Task statement
For the material that follows, list every line containing the word "payload".

Materials provided
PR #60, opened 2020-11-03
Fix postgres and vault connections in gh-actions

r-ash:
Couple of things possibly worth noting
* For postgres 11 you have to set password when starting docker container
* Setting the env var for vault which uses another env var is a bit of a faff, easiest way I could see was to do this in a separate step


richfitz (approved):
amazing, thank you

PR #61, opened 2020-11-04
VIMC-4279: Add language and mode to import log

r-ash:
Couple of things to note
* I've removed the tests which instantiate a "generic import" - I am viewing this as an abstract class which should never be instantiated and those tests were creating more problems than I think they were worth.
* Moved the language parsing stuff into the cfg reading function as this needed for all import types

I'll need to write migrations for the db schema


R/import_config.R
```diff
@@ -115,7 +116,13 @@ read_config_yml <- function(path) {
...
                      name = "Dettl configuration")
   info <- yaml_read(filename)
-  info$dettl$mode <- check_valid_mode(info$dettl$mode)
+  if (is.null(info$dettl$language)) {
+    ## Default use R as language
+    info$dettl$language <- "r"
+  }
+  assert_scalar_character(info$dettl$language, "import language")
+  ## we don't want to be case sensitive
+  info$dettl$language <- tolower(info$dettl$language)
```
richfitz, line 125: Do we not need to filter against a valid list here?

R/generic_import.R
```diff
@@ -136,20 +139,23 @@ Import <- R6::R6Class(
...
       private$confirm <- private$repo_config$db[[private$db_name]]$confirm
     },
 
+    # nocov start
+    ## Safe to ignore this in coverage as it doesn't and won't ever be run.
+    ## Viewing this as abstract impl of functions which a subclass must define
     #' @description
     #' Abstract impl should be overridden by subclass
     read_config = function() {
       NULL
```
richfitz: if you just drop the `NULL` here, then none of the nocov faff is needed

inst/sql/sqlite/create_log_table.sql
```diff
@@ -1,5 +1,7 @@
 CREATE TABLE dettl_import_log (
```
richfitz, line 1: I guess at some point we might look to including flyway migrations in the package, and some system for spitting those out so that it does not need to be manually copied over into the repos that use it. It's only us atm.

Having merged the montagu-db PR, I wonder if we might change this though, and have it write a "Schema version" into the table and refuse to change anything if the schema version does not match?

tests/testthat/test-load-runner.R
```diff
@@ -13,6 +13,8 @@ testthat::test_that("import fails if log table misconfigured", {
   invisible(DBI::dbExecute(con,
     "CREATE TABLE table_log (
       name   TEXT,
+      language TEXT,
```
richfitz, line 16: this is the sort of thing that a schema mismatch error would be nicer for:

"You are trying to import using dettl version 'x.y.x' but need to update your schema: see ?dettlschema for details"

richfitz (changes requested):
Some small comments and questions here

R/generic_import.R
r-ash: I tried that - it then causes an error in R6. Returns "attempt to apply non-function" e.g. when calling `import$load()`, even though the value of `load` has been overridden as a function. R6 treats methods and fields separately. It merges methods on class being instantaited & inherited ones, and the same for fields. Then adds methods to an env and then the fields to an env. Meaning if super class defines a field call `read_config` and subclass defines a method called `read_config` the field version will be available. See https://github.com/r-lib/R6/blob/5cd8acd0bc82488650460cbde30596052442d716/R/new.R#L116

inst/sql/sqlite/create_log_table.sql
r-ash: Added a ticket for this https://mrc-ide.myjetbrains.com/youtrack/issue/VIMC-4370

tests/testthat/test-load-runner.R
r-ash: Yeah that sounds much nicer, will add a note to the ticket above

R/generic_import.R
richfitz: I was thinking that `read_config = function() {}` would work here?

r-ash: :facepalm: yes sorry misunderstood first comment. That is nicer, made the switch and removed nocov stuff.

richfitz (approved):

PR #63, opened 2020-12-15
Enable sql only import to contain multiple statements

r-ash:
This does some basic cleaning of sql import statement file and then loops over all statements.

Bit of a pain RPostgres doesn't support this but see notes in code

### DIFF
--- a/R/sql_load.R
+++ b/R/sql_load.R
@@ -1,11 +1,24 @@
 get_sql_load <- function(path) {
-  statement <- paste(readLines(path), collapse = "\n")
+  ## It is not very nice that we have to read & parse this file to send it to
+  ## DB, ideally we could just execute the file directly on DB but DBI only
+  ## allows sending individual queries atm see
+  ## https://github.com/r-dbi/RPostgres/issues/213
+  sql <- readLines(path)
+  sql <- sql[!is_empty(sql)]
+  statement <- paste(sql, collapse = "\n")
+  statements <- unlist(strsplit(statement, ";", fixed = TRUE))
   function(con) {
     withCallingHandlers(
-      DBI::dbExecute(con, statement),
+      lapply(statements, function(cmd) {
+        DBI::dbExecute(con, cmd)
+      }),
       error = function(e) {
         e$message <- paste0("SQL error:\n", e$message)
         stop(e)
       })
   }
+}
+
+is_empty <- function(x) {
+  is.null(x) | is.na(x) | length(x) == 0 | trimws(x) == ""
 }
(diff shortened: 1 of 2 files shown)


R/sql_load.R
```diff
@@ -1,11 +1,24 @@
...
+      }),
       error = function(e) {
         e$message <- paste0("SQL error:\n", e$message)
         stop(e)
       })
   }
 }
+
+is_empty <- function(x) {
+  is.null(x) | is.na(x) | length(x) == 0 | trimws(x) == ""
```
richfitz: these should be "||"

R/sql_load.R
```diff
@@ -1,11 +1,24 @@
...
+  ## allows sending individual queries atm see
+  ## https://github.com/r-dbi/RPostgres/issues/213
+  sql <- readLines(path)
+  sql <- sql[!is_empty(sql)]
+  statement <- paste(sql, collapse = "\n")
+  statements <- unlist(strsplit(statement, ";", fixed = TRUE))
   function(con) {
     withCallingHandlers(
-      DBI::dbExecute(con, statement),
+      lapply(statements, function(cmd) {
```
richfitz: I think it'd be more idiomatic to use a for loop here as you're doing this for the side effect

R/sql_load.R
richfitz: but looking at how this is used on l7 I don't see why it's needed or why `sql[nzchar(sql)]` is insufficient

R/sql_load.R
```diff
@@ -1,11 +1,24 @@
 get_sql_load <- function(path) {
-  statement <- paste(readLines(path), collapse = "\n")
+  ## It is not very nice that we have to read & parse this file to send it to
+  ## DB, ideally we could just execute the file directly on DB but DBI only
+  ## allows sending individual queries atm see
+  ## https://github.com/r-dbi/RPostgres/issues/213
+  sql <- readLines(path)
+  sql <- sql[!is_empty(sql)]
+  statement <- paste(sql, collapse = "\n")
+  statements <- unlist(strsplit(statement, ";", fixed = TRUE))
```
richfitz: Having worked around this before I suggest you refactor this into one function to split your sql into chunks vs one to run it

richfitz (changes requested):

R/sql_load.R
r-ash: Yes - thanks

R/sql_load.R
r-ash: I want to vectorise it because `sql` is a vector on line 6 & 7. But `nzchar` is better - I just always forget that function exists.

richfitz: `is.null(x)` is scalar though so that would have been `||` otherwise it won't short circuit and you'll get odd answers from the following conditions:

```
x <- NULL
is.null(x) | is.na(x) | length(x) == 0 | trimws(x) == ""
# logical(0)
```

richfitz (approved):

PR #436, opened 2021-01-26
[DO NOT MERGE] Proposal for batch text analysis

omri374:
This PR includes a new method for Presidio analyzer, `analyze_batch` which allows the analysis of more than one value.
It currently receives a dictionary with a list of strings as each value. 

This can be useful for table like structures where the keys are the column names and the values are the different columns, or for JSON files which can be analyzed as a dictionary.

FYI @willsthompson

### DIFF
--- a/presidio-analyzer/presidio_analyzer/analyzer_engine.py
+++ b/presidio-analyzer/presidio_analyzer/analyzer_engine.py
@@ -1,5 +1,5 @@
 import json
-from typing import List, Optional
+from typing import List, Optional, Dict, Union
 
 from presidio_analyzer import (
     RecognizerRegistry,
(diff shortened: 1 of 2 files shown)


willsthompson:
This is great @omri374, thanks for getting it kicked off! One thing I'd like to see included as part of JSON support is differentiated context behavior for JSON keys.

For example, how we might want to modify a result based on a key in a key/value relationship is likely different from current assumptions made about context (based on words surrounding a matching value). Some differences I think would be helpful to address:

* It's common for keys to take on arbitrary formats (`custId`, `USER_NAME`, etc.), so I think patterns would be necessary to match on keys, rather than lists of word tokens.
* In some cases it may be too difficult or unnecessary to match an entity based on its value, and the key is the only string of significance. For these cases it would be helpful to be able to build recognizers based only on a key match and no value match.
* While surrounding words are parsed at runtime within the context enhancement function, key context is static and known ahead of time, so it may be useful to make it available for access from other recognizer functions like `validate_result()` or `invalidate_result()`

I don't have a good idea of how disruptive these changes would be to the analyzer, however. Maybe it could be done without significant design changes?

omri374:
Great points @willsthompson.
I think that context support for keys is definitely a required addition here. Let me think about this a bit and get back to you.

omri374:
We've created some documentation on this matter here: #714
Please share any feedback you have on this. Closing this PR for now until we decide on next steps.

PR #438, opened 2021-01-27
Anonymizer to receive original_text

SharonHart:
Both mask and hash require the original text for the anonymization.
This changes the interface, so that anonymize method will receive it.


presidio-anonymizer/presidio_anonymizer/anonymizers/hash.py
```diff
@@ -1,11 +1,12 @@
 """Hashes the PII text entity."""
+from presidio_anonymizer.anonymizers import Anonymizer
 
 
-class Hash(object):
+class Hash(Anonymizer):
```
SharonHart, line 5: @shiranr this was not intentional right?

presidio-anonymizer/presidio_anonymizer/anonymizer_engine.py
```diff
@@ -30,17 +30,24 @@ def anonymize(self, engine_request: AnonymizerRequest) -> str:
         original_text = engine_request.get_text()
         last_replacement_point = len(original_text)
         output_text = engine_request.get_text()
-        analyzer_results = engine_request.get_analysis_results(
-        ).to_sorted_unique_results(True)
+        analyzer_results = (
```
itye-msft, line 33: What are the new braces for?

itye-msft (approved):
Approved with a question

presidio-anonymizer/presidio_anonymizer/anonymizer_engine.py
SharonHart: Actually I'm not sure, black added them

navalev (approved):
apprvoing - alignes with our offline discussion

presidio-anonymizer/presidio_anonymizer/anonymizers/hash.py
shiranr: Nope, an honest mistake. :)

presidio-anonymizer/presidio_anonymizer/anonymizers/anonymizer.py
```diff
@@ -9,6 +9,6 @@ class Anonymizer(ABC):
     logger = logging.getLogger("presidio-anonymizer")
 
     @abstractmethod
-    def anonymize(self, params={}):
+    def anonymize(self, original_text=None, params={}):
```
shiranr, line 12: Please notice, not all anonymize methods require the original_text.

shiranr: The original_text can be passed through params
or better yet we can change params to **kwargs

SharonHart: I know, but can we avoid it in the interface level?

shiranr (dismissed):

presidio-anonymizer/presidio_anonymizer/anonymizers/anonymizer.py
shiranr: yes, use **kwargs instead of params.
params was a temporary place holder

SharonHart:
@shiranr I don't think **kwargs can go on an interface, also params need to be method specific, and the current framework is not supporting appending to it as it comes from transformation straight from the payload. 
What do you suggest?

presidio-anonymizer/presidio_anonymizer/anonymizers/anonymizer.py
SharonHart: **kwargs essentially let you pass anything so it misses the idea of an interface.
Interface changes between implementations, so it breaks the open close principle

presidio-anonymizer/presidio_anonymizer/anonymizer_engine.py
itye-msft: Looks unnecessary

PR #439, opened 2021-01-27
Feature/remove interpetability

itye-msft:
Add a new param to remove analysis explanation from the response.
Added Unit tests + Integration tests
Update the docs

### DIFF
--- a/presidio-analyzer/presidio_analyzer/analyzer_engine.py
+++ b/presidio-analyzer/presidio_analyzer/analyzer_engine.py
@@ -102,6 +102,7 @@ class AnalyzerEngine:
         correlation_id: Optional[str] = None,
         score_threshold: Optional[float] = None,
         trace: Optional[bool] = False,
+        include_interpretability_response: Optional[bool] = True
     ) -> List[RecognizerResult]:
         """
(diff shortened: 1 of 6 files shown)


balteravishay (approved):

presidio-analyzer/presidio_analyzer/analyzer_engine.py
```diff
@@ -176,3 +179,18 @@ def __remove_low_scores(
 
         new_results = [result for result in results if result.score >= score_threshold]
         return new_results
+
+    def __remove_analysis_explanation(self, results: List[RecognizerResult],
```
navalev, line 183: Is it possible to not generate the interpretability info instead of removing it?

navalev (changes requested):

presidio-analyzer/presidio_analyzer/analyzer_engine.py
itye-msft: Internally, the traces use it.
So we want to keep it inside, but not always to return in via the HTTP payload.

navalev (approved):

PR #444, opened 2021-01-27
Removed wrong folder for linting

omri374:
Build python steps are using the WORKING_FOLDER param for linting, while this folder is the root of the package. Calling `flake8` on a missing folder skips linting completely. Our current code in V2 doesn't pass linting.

Task response
@shiranr I don't think **kwargs can go on an interface, also params need to be method specific, and the current framework is not supporting appending to it as it comes from transformation straight from the payload. 
So we want to keep it inside, but not always to return in via the HTTP payload.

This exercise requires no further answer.